Search the data below for the string "database" and copy all lines where it shows up.

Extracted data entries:
⟨

PR #256, opened 2025-07-28
Feature add log redaction

### LINKED ISSUE #255: Prevent sharing of sensitive data in debug logs
Often when wanting to help users with debugging why Zaptec isn't working for them, access to the Zaptec HA detailed debug logs are often required.  However, the Zaptec API library is logging a lot of sensitive information to the logs. By sensitive, I mean information that should not be put out publicly on the net, such as in an issue here. These are things like names, UIDs, addresses and position. Diagnostics is providing a system for redacting the information, but there is none for logs.

After conferring with other HA devs on Discord, it seems that its considered an anti-pattern to log sensitive information to the logs. Despite this, many critical libraries will do that if one enable debug. E.g. enabling debug on sshd will put a lot of sensitive stuff in the logs.[^1]

The questions raised in this issue: 
1. How can we get the logs from the user needing help without disclosing any sensitive information?
2. How can we prevent sensitive data in the logs while still having the detailed debug logs?

[^1]: HA integrations are normally divided into two libraries: (1) _access library_ which communicates to the remote service, and (2) the HA integration itself. When talking about debug mode in HA, its normally only specifying the HA integration, not the access library. Our Zaptec integration has both, and its the access library part that "leaks" most into logs.

sveinse:
This is a proposal to fix #255. The PR adds a system for redaction of sensitive data. This is the same system previously used for the diagnostics download, which is now repurposed for all logging from api.py. The overall idea is that it should be safe to share the debug logs -- with the exception of the redaction database which is clearly marked in the log.

A log entry typically looks like this with all sensitive data redacted:

```
@@@  REQUEST GET to 'https://api.zaptec.com/api/installation'
@@@  RESPONSE 200 length 1118
   Installation <--Inst[8a106b]-->  (adding)
>>>  Adding   Installation.id (Id)  =  <str> '<--Inst[8a106b]-->'
>>>  Adding   Installation[8a106b].name (Name)  =  <str> '<--Redact #2-->'
>>>  Adding   Installation[8a106b].address (Address)  =  <str> '<--Redact #3-->'
```

The redacted stings are found in `"<--Text-->"` brackets. At the end of setup if `REDACT_DUMP_ON_STARTUP` is set, will print the following in the logs.

```
------  DO NOT PUBLISH THE FOLLOWING DATA  ------
|  Redaction database:
|  {'<--Inst[8a106b]-->': '...the actual value....',
|   '<--Redact #2-->': '...the actual value....',
|   '<--Redact #3-->': '...the actual value....'}
------  DO NOT PUBLISH THE ABOVE ^^^ DATA  ------
```

The setting `REDACT_LOGS = False` (in const.py) can be used to disable redaction completely. I've chosen to set `REDACT_DUMP_ON_STARTUP = True` so there is a chance to extract the actual values from the logs if need be. But users must make sure they don't share that part of the logs.

The downside to this solution, is that it adds even more complexity to the library and that we can never guarantee 100% that any sensitive information will not fall through the filter.

Is this PR a good idea, or just added complexity?

### DIFF
--- a/custom_components/zaptec/__init__.py
+++ b/custom_components/zaptec/__init__.py
@@ -43,6 +43,8 @@ from .const import (
     KEYS_TO_SKIP_ENTITY_AVAILABILITY_CHECK,
     MANUFACTURER,
     MISSING,
+    REDACT_DUMP_ON_STARTUP,
+    REDACT_LOGS,
     REQUEST_REFRESH_DELAY,
     ZAPTEC_POLL_CHARGER_TRIGGER_DELAYS,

⟩

__Response to this task__:
This is a proposal to fix #255. The PR adds a system for redaction of sensitive data. This is the same system previously used for the diagnostics download, which is now repurposed for all logging from api.py. The overall idea is that it should be safe to share the debug logs -- with the exception of the redaction database which is clearly marked in the log.
|  Redaction database:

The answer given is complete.